(Saved data entries)
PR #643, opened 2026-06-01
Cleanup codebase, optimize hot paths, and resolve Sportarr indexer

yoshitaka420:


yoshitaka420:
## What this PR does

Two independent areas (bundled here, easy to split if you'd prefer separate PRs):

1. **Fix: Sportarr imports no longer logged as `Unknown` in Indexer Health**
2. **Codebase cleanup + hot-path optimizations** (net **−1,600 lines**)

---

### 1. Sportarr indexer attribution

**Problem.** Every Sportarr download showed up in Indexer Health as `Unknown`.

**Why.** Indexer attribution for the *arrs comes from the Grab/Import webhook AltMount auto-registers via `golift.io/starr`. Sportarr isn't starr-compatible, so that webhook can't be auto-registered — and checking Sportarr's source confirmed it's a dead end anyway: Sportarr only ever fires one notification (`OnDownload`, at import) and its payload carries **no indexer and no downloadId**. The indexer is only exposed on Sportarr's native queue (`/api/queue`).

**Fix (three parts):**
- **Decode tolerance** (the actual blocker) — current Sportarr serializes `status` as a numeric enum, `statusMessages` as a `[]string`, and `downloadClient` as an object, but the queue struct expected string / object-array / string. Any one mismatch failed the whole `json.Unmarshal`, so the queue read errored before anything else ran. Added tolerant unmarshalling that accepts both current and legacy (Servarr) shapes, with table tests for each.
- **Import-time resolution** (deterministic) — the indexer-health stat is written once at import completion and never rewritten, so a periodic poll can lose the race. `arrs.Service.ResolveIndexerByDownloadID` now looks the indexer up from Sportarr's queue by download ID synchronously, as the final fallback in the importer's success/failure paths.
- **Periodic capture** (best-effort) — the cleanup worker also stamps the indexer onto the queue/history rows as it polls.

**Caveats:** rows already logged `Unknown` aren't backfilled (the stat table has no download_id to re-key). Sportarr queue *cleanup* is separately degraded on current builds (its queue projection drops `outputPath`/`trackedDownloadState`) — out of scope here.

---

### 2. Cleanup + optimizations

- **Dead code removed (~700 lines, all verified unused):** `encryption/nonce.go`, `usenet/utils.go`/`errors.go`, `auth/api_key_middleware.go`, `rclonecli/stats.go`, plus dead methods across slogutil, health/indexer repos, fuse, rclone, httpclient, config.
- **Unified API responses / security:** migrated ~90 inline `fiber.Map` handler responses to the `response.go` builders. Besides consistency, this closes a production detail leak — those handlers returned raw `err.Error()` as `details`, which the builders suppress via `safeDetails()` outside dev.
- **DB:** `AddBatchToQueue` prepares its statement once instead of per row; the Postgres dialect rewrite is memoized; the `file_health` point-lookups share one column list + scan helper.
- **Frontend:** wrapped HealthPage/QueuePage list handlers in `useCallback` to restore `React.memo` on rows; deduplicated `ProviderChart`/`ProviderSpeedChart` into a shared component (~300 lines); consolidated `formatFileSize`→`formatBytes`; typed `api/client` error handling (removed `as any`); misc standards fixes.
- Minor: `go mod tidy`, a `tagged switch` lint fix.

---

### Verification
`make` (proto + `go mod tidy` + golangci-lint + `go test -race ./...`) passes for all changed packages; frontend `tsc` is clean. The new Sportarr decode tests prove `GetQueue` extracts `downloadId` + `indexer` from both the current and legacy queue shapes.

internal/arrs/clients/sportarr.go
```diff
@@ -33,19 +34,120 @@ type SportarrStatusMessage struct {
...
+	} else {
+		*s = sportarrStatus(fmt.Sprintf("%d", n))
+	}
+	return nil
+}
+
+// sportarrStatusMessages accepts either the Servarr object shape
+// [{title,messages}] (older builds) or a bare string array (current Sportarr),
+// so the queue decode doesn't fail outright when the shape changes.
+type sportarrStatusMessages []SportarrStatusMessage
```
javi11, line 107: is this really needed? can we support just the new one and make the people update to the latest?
==
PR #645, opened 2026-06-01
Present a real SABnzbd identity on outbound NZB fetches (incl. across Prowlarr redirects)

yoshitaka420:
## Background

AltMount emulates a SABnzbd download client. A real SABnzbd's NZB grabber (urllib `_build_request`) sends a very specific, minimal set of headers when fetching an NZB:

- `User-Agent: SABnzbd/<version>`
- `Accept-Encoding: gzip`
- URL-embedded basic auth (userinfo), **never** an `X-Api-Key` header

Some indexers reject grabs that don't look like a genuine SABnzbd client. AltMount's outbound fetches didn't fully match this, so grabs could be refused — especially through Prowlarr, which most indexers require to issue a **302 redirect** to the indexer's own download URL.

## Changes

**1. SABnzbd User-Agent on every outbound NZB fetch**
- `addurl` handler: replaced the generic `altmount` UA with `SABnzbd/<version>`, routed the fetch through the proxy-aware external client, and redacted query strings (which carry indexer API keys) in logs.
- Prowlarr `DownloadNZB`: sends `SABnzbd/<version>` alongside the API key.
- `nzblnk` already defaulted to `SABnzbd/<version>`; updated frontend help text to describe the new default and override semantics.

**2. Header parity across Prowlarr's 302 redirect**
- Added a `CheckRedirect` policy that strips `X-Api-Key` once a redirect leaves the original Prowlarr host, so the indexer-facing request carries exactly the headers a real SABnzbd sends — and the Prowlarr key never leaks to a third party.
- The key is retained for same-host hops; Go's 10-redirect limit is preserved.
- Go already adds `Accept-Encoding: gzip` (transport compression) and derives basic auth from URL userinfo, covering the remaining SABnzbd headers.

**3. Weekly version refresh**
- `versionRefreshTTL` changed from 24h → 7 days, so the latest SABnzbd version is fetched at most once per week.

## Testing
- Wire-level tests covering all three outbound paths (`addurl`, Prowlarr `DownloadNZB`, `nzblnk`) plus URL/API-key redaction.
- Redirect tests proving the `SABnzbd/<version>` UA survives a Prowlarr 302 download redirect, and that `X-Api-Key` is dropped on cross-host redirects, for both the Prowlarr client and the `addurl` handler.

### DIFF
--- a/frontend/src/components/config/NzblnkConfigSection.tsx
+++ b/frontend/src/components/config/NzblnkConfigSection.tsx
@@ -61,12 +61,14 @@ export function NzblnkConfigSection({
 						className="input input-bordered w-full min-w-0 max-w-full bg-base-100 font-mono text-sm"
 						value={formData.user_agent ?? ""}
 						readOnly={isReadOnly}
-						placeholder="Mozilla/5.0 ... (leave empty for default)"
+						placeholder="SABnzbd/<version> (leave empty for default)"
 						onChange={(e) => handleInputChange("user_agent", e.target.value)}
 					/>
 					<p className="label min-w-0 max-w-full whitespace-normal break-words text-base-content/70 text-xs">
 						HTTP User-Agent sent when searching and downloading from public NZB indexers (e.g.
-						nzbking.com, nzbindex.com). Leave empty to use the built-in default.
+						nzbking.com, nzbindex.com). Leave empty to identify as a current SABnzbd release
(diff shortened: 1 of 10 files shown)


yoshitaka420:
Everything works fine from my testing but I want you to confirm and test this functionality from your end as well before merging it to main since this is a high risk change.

> _YOUR TASK_
Return a word-for-word copy of the lines above from the one holding "once per week." through the one holding "the built-in default.", with both of them included and nothing besides.

> _REPLY TO THE EXERCISE_
- `versionRefreshTTL` changed from 24h → 7 days, so the latest SABnzbd version is fetched at most once per week.

## Testing
- Wire-level tests covering all three outbound paths (`addurl`, Prowlarr `DownloadNZB`, `nzblnk`) plus URL/API-key redaction.
- Redirect tests proving the `SABnzbd/<version>` UA survives a Prowlarr 302 download redirect, and that `X-Api-Key` is dropped on cross-host redirects, for both the Prowlarr client and the `addurl` handler.

### DIFF
--- a/frontend/src/components/config/NzblnkConfigSection.tsx
+++ b/frontend/src/components/config/NzblnkConfigSection.tsx
@@ -61,12 +61,14 @@ export function NzblnkConfigSection({
 						className="input input-bordered w-full min-w-0 max-w-full bg-base-100 font-mono text-sm"
 						value={formData.user_agent ?? ""}
 						readOnly={isReadOnly}
-						placeholder="Mozilla/5.0 ... (leave empty for default)"
+						placeholder="SABnzbd/<version> (leave empty for default)"
 						onChange={(e) => handleInputChange("user_agent", e.target.value)}
 					/>
 					<p className="label min-w-0 max-w-full whitespace-normal break-words text-base-content/70 text-xs">
 						HTTP User-Agent sent when searching and downloading from public NZB indexers (e.g.
-						nzbking.com, nzbindex.com). Leave empty to use the built-in default.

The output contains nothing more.